WORK ITEM: Please show all lines of the records that include "without".

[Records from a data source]
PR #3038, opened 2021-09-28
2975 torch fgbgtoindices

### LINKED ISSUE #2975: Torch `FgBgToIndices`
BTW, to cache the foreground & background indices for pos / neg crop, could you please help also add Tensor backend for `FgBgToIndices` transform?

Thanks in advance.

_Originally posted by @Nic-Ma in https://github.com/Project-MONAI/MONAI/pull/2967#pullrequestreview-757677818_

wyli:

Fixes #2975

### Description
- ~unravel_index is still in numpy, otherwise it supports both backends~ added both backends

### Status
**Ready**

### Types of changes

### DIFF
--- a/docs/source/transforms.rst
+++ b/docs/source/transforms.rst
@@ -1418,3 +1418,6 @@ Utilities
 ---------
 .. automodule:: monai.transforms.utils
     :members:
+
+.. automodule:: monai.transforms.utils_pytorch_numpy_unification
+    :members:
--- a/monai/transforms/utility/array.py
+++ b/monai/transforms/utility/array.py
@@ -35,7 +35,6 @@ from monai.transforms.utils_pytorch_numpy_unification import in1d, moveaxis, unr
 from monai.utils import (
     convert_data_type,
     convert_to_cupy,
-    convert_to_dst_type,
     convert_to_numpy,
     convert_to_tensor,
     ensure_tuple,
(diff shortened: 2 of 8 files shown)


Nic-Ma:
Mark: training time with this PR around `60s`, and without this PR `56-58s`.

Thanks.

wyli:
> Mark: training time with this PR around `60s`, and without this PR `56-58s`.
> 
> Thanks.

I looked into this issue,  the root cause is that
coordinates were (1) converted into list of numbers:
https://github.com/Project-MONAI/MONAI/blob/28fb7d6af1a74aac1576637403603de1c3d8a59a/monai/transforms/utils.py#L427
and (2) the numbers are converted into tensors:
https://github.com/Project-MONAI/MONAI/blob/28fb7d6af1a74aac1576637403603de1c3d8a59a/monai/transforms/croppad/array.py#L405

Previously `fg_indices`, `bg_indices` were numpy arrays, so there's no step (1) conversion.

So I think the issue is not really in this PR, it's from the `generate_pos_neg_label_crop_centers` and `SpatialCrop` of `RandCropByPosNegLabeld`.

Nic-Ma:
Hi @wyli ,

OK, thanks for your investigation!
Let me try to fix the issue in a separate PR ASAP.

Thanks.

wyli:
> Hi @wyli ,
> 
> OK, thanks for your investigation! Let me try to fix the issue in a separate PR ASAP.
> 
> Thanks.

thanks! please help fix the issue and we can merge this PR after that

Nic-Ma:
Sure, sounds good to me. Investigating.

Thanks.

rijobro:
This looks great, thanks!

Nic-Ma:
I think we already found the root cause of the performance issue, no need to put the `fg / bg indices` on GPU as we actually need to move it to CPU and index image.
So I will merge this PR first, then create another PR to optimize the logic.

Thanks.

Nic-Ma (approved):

OUTPUT FOR THIS EXERCISE:
Mark: training time with this PR around `60s`, and without this PR `56-58s`.
> Mark: training time with this PR around `60s`, and without this PR `56-58s`.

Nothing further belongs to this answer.